Following three days of service disruption, the Financial Times reported that last week’s BlackBerry outage was caused by, “a failure of a core network switch in a data centre in Slough”. So what would have gone on behind the scenes as 30 million BlackBerry users lost access to their mobile email messages and could the disruption have been avoided?
There are a number of monitoring tools that RIM could have used to spot that the switch was in trouble before the service was so critically impacted. There would have been error messages in the log files and technical performance indicators that would have shown that things were falling below KPI levels long before the switch failed.
Many commentators in the press and on Twitter expressed surprise that a global cloud service provider could experience such an outage. We all expected that RIM would have more robust systems and better failover technology in place so that, even if a core switch failed, the service could carry on without customers seeing any disruption.

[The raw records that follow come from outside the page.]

PR #34, opened 2021-03-24
Update to newer versions of aes and cmac crates

lulf:
This reduces memory usage of generating keys when joining LoRa networks,
which is useful on embedded devices.

### DIFF
--- a/encoding/Cargo.toml
+++ b/encoding/Cargo.toml
@@ -10,8 +10,8 @@ keywords = ["lorawan", "iot", "lpwan", "parser", "lightweight"]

A global cloud-based service such as RIM’s needs to be multi-modal, with application performance management in place, so that CIOs can see whether the system is serving more requests than it can handle. Service providers need to be able to simulate user connections and response times, so that they can spot potential service disruptors early enough to prevent them having an impact on end users.
I would advise putting a monitor into the Slough data centre to pull in data from around the world. Third party providers can do this and deliver an average use pattern, so that increases in use over time can be observed, as well as trends month on month, year on year. Using this data, service providers can spot spikes in usage or other anomalies that would alert them if the infrastructure is subjected to unusually heavy loading.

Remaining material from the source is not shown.